In what is being seen as the result of a tussle between rival federations, India’s top taekwondo players—including the country’s highest world-ranked man and woman—might be forced to choose between competing at the World Championships in Azerbaijan or taking part in selection trials to pick the Indian team for the Asian Games.
In a letter sent to state associations and central organisations on May 17, the Taekwondo Federation of India announced it has been given sanction by the Ministry of Youth Affairs and Sports (MYAS) and Sports Authority of India (SAI) to conduct selection trials to select “probables for National coaching camp in preparation of our (Indian) team for Taekwondo events in the forthcoming Asian Games”.
The Taekwondo Federation of India (TFI) said it has given the proposal to the IOA to sanction trials at SAI, Lucknow between May 27-30. “On receipt of approval from Indian Olympic Association (IOA) we will inform our affiliated state associations,” the letter read.
The letter was issued one day after MYAS had sent a letter to SAI informing it to conduct trials to select a taekwondo team for the Asian Games. However, the trials coincide with the dates of the Taekwondo World Championships that will be held in Baku, Azerbaijan from May 29-June 4.

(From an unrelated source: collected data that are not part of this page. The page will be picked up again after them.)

PR #798, opened 2026-08-24
Migrate bug report module: `Output` to `VBox`

yakutovicha:


tests/test_bug_report.py
```diff
@@ -19,3 +21,42 @@ def test_fingerprint_parser():
...
+    restore = bug_report.install_create_github_issue_exception_handler(
+        output,
+        url="https://github.com/aiidalab/aiidalab-qe/issues/new",
+        labels=("bug", "automated-report"),
+    )
+
+    # Installing the handler replaces IPython's traceback display with a
+    # callable closure, not just some other placeholder value.
+    assert callable(fake_ipython._showtraceback)
+    assert fake_ipython._showtraceback != "original-handler"
```
danielhollas:
```traceback
```

This assert can never be false given the assert just above it, let's remove it.

aiidalab_widgets_base/bug_report.py
```diff
@@ -152,14 +152,13 @@ def install_create_github_issue_exception_handler(output, url, labels=None):
     .. highlight:: python
     .. code-block:: python
 
-        output = ipw.Output()
+        output = ipw.VBox()
```
danielhollas, line 155: As noted in the original PR, can we change the API so that the output widget created inside the function and returned, rather than being passed in as an argument?

danielhollas (commented):
Thanks for splitting this out @yakutovicha 

Have you had a chance to test this yet?

tests/test_bug_report.py
yakutovicha: done in [0bc1d33](https://github.com/aiidalab/aiidalab-widgets-base/pull/798/commits/0bc1d33daf2bd5e6669a5ebcd8424cc3ac5982c4)

aiidalab_widgets_base/bug_report.py
yakutovicha: I wouldn't change it. This `output` is handled by the external app, while the function's job is to update it in place, not to decide where it lives. In `aiidalab-qe`, the caller even switches between two different existing widgets depending on config (`self.log_widget` or `self.view.output`), see [here](https://github.com/aiidalab/aiidalab-qe/blob/5db447b675461b21fdf5df98883bba3ff6ecdfb5/src/aiidalab_qe/app/main.py#L80).

Also, it wouldn't make the implementation simpler. The caller would still have to grab whatever's returned and manually place it. Moreover, the function already returns restore, so you'd end up needing a tuple return instead of a clean single value.

yakutovicha:
Tested together with the QE app; requires the following changes: https://github.com/aiidalab/aiidalab-qe/pull/1577.

danielhollas (approved):
Thanks @yakutovicha

PR #800, opened 2026-08-30
Remove pylint pragmas

danielhollas:


danielhollas:
This is trivial cleanup so merging without review

PR #804, opened 2026-08-30
Add pre-commit job to run ty

danielhollas:
In #781 I've added ty as a pre-commit hook, but I forgot to add a manual pre-commit job to CI, because ty cannot run on `pre-commit.ci` service.

This is the same setup we have in aiidalab-home (and aiidalab with mypy)


yakutovicha (approved):
👍

PR #805, opened 2026-09-01
Add typing to bug_report.py

danielhollas:
Added typing to `bug_report.py`, motivated by #798, this will help Apps catch the breaking change, since now they have to pass `ipw.Box` type instead of `ipw.Output`


yakutovicha (approved):
👍

PR #807, opened 2026-09-01
Remove custom ListOrTuppleError

danielhollas:
This custom exception class is only used in one place, and is kind of a weird exception to have anyways so let's remove it for the v3 release. 

In general, I don't think runtime-checking of types like this goes against python duck typing philosophy and errors like this should rather be called by a static type checker, so I'd be fine to also just remove this code altogether. Also notice that we only do this check for `importers`, and not e.g. for `editors`.

(This is I think a last cleanup I wanted to do before v3)

### DIFF
--- a/aiidalab_widgets_base/structures.py
+++ b/aiidalab_widgets_base/structures.py
@@ -5,6 +5,7 @@ import functools
 import io
 import pathlib
 import tempfile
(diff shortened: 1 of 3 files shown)


yakutovicha (approved):
👍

The root cause of the situation may be the fact that there are two rival bodies that claim to run the sport in India.
The Asian Games trials are being conducted by the TFI. The federation was granted recognition by MYAS as a National Sports Federation (NSF) for the promotion and regulation of the sport in India in March this year. Annual recognition of the National Federation had not been renewed after 2014 due to compliance issues with the Federation.
However the TFI has not been recognised by World Taekwondo, the international body, recognised by the International Olympic Association (IOC), that governs the sport. World Taekwondo instead recognises India Taekwondo (IT) as the Indian federation. In fact, the team for the World Championships was selected following the national championships conducted by IT in Nasik in March.

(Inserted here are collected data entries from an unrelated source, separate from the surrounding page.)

PR #809, opened 2026-09-02
Drop python 3.9 support

danielhollas:
I think with the v3 release now ready we can drop the python 3.9 support.

If we wanted to keep possible backports easier, we could also instruct ruff to still have minimum python 3.9 support.

### DIFF
--- a/pyproject.toml
+++ b/pyproject.toml
@@ -23,7 +23,7 @@ dependencies = [
     "PyCifRW~=4.4",
     "aiida-core>=2.8,<3",
     "ansi2html~=1.7",
-    "ase~=3.18",
+    "ase~=3.23",
     "humanfriendly~=10.0",
     "ipytree~=0.2",
     "traitlets~=5.4",
@@ -46,7 +46,7 @@ dev = [
     "bumpver>=2023.1129",
     "pre-commit>=4.0",
     "ty==0.0.77",
-    "pytest~=8.3.0",
+    "pytest~=8.4.0",
     "pytest-cov~=5.0",
     "pytest-docker~=3.1.0",
     "pytest-selenium~=4.1.0",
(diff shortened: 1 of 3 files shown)


pyproject.toml
```diff
@@ -21,7 +21,7 @@ classifiers = [
 
 dependencies = [
     "PyCifRW~=4.4",
-    "aiida-core>=2.7,<3",
+    "aiida-core>=2.8,<3",
```
danielhollas, line 24: We could also bump to 2.9 since that's gonna be the version in the official image.

edan-bainglass: After all, the AiiDA team decided enough non-breaking changes piled up to justify a 2.10 release (upcoming). I'll test it when I'm back.

edan-bainglass (approved):
LGTM! Okay to wait for aiida-core 2.10?

pyproject.toml
```diff
@@ -39,22 +39,22 @@ dependencies = [
...
+    "pytest~=8.4.0",
     "pytest-cov~=5.0",
     "pytest-docker~=3.1.0",
     "pytest-selenium~=4.1.0",
     "pytest-timeout~=2.3.0",
     "selenium~=4.23.0",
 ]
 optimade = ["ipyoptimade>=1.2.1,<2"]
-smiles = ["rdkit>=2021.09.2"]
+smiles = ["rdkit>=2024.9.6"]
```
danielhollas, line 57: One of the test was segfaulting on earlier rdkit versions.

pyproject.toml
```diff
@@ -21,9 +21,9 @@ classifiers = [
 
 dependencies = [
     "PyCifRW~=4.4",
-    "aiida-core>=2.7,<3",
+    "aiida-core>=2.8,<3",
     "ansi2html~=1.7",
-    "ase~=3.18",
+    "ase~=3.23",
```
danielhollas, line 26: Needed a bump to ensure numpy compatibility.

danielhollas (commented):
Why wait for 2.10? After all we're only setting minimum aiida-core version here. 

Once new aiida-core version comes we will test it here, but I don't think it needs to block v3 release.

yakutovicha (approved):

edan-bainglass:
> Why wait for 2.10? After all we're only setting minimum aiida-core version here.
> 
> Once new aiida-core version comes we will test it here, but I don't think it needs to block v3 release.

Ah, sorry. Missed that's its a minimum pin 👍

That team comprises 16 athletes (eight men and as many women), including Aman Kadyan, who at world number 18 in the men’s 54kg category is the highest-ranked Indian in the world standings, and Latika Bhandari, a three-time Asian Games competitor. These players have subsequently been training, initially in Tamil Nadu and subsequently in Gurgaon, in order to prepare for the Worlds event.
However, the announcement of the selection trials for the Asian Games on dates that coincide with the World Championships have muddled those plans a day ago. “The trials for the Asian Games overlap with the start of the World Championships. Even if it was possible for us to even fly out after competing in the trials, we wouldn’t be in any shape to compete at the Worlds,” says a member of the team who had been selected for the World Championships. The player wished to remain unnamed in order to avoid falling afoul of the TFI.
Should the players skip the World Championships in favour of the Indian trial, they will likely face a financial hit as well. With the IT not recognised by the Indian government, athletes who were part of the team competing at the World Championships are entirely self-funded as they had been over the last nine years when there was no singularly-recognised national federation.
“Athletes have had to pay for their travel and other expenses by themselves. It has worked out to between 2-2.5 lakh rupees per athlete. Many of the athletes have had to take out loans in order to compete at the World Championships. The expenses for things like flight tickets had already been made in advance. The problem is that the Asian Games trials were announced just 10 days before the players’ flight to Baku,” says a coach who did not wish to be named.
Players say they would have been able to make a more informed choice had they been made aware of the dates of the Asian Games trials well in advance. On May 4, the Indian Olympic Committee issued a letter signed by CEO Kalyan Chaubey, asking athletes, coaches, and support staff of federations where there were ‘disputes’ to send copies of their passports and photographs to the IOC, following which dates of selection trials would be announced. All the members of the team that is travelling to Baku have sent a copy of their passports and photographs.
“All of us want to take part in the Asian Games. Ideally, the federation should have set the dates for the trials after the conclusion of the World Championships. Right now, we are not sure what to do,” says a player.
TFI secretary general RD Mangueshkar was at first seemingly unaware of the fact that the dates of the selection trials as well as the world championships were clashing. “If the players are preparing for the world championships, they should also be in a position to take part in the selection trials for the Asian Games,” he said.
On being informed that the World Championships and the selection trials were indeed overlapping, Mangueshkar said, “If these players are good enough to win a medal (at the worlds) then we might consider them.” Mangueshkar however said that there was no possibility of the selection trials for the Asian Games being postponed. “It is not just us who are conducting trials on these dates. Handball, karate and volleyball trials are also being conducted. We have been told by the Sports Ministry that we have to conduct the trials before a certain date, so we have set the dates for the trials as the 27th, 28th and 29th of May. We are recognised by the Sports Ministry, so we have to run in accordance with them,” he said.